The Prison of Change
Are you a prisoner of change? If so, carefully read the words of The Grasshopper from just a couple of years ago.
“People Are Who They Are, Not Who We Want Them to Be.”
How much time have you wasted wanting someone to be who they aren’t?
In the spirit of full disclosure, one expression that I bristle to almost every time is: “That’s just the way I am.” That’s just not accurate. That’s just the way you have been conditioned.
So the way people are is a result of their conditioning and wanting them to be different will take a whole lot of time and effort. It’s worth that investment if the people you’d like to recondition are your growing children, but once they become, as my mother used to say, “big and ugly,” the odds for success are diminished greatly.

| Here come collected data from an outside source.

PR #3428, opened 2021-10-04
nit(insured-bridge): refactor test syntax to avoid runDefaultFixture

chrismaree:
**Motivation**

Some of the insured bridge tests use `runDefaultFixture` and others don't. This PR removes the need for this call to: a) enable tests to be run faster b) enable tests to easily run with mocha.

**Summary**

Small JS refactor to insured bridge tests.

**Testing**

- [ ]  New unit tests created
- [X]  Untested


nicholaspai (approved):
Thanks for this LGTM. How much speedup do we get out of curiosity?

chrismaree:
> Thanks for this LGTM. How much speedup do we get out of curiosity?

it's pretty meaningful when running locally (2 or 3x) but not too much in CI (a few seconds)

In the case of changing adults, I’m reminded of an old joke. “You can lead a horse to water but keep in mind what a wet horse smells like.”
If you want to smell like barn animals all the time, keep trying to change people, especially the ones who don’t want to change.

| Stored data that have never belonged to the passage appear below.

PR #3430, opened 2021-10-04
feat(insured-bridge): Integrate SkinnyOptimisticOracle with BridgePool

nicholaspai:
**Motivation**

The SkinnyOptimisticOracle introduced a gas-lite implementation of the OptimisticOracle, intended to be used with the BridgePool. This PR formally integrates the two contracts.

**Summary**

Gas costs with SkinnyOptimisticOracle:
```
BridgePool              ·  addLiquidity                 ·     126977  ·     136577  ·         131421  ·           27  ·          -  │
|  BridgePool              ·  exchangeRateCurrent          ·      54255  ·      66105  ·          58798  ·           10  ·          -  │
|  BridgePool              ·  relayDeposit                 ·     320980  ·     421491  ·         399570  ·           31  ·          -  │
|  BridgePool              ·  removeLiquidity              ·      70774  ·     102779  ·          85188  ·            5  ·          -  │
|  BridgePool              ·  settleRelay                  ·     120876  ·     159877  ·         152814  ·           19  ·          -  │
|  BridgePool              ·  speedUpRelay                 ·      77836  ·      94936  ·          91122  ·            7  ·          -  │
|  SkinnyOptimisticOracle  ·  settle                       ·      86412  ·     208429  ·         115508  ·           22  ·          -  │
```

Gas costs with OptimisticOracle:
```
 BridgePool           ·  addLiquidity                 ·     126926  ·     136526  ·         131925  ·           24  ·          -  │
························|·······························|·············|·············|·················|···············|··············
|  BridgePool           ·  exchangeRateCurrent          ·      54255  ·      66105  ·          58798  ·           10  ·          -  │
························|·······························|·············|·············|·················|···············|··············
|  BridgePool           ·  relayDeposit                 ·     518276  ·     577536  ·         549038  ·           26  ·          -  │
························|·······························|·············|·············|·················|···············|··············
|  BridgePool           ·  removeLiquidity              ·      70733  ·     102728  ·          85139  ·            5  ·          -  │
························|·······························|·············|·············|·················|···············|··············
|  BridgePool           ·  settleRelay                  ·     242602  ·     446528  ·         303222  ·           18  ·          -  │
························|·······························|·············|·············|·················|···············|··············
|  BridgePool           ·  speedUpRelay                 ·      77742  ·      94842  ·          91028  ·            7  ·          -  │
```

**Details**

This PR reduces the `relayDeposit` and `settleRelay` costs by 150,000 gas each, resulting in a total cost of 730,000 down from 910,000 to `relayDeposit`, `speedUpRelay` and `settleRelay`.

How many heartfelt conversations have you had with the family drunk? Do you think the next one is going to work any better?

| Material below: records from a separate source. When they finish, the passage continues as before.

PR #3433, opened 2021-10-05
fix(insured-bridge): remove fixedpoint from InsuredBridge math to save gas

chrismaree:
**Motivation**

Previously, the insured-bridge used `FixedPoint` for computations. Removing this from the math makes it a bit harder to read but saves a non negligible amount of gas. 

**Summary**

Re-writes numeric operations to work without `FixedPoint`. Note we still need to include the fixed point library to extract the `finalFee` from the call to the `Store` via `_getStore().computeFinalFee(address(l1Token)).rawValue`

**Gas Difference:**
`relayDeposit` before PR:542868. after PR: 539943. saving: 2925
`speedUpRelay` before PR: 94842. after PR: 93958. saving: 884
`settleRelay` before PR: 309697. after PR: 306287. saving: 3410
total saving: 7219 

**Testing**

- [ ]  New unit tests created
- [ ]  Untested


nicholaspai (approved):
LGTM this was much needed!

packages/core/contracts/insured-bridge/BridgePool.sol
```diff
@@ -144,8 +144,7 @@ contract BridgePool is Testable, BridgePoolInterface, ExpandedERC20, MultiCaller
     function addLiquidity(uint256 l1TokenAmount) public {
         l1Token.safeTransferFrom(msg.sender, address(this), l1TokenAmount);
 
-        uint256 lpTokensToMint =
-            FixedPoint.Unsigned(l1TokenAmount).div(FixedPoint.Unsigned(exchangeRateCurrent())).rawValue;
+        uint256 lpTokensToMint = (l1TokenAmount * 1e18) / exchangeRateCurrent();
```
nicholaspai, line 147: This is all possible because solidity 8 uses safe math by default right?

chrismaree: yup :)

chrismaree:
@mrice32 I'd just like to double-check you are OK with how we are doing math in this PR.

mrice32 (approved):
LGTM!

PR #3436, opened 2021-10-05
fix(insured-bridge): fix whitelist to work with multiple L2 chains

chrismaree:
**Motivation**

The current Bridge Admin has no means to support a 1:n relationship between L1 tokens and L2 tokens. For example, consider USDC on arbitrum L2 and optimism L2. This PR updates the implementation to support this kind of whitelisting behaviour.
**Summary**

In addition to solving the relationship problem within the data structure, this PR also adds a unit test to show how the `whitelistToken` method should be used when updating the `bridgePool` address within L2 `BridgeDepositBox`es.

**Testing**

- [X]  New unit tests created
- [ ]  Untested

### DIFF
--- a/packages/core/contracts/insured-bridge/BridgeAdmin.sol
+++ b/packages/core/contracts/insured-bridge/BridgeAdmin.sol
@@ -222,7 +222,7 @@ contract BridgeAdmin is BridgeAdminInterface, Ownable, Lockable {
         require(address(BridgePoolInterface(_bridgePool).l1Token()) == _l1Token, "Bridge pool has different L1 token");
 
         L1TokenRelationships storage l1TokenRelationships = _whitelistedTokens[_l1Token];
-        l1TokenRelationships.l2Token[_chainId] = _l2Token; // Set the L2Token at the index of the chainId.
+        l1TokenRelationships.l2Tokens[_chainId] = _l2Token; // Set the L2Token at the index of the chainId.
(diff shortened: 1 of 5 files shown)


packages/core/contracts/insured-bridge/BridgeAdmin.sol
```diff
@@ -231,14 +235,19 @@ contract BridgeAdmin is BridgeAdminInterface, Ownable, Lockable {
...
 
-    function whitelistedTokens(address _l1Token) external view override returns (L1TokenRelationships memory) {
-        return _whitelistedTokens[_l1Token];
+    function whitelistedTokens(address _l1Token, uint256 chainId)
+        external
+        view
+        override
+        returns (address l2Token, address bridgePool)
+    {
+        return (_whitelistedTokens[_l1Token].l2Tokens[chainId], _whitelistedTokens[_l1Token].bridgePool);
```
nicholaspai, line 250: You can't return `L1TokenRelationships`?

nicholaspai (approved):
This is awesome, does it not break the existing off-chain tests in `financial-templates-lib`?

packages/core/contracts/insured-bridge/BridgeAdmin.sol
chrismaree: nope. this does not work. you get this:

image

“I just can’t accept their behavior.” That’s fine, but you’ll have to accept this: You will not change them. The desire to change will have to come from them.
No one is going to change you but you. Someone or something may open your eyes to a new way but it’s you that has to do the work. I believe that every therapy session would work better if they all began like this: “After we do all our work together, it’s still your problem to solve.”
Prison doesn’t change a criminal; otherwise we wouldn’t have such a high recidivism rate. The changed prisoner is one who discovered that his way wasn’t working and decided to change his ways.
The underlying, crumbling foundation of our penchant to change others is this: “If they were more like me, they would be better off.” No, they’d just be more like you. To be more of who they can be will have to be something they decide on their own.
If you’re looking for a hobby that takes up all your free time and doesn’t deliver any rewards, try changing people. If, on the other hand, you’d like to have a lot more success, work on changing yourself.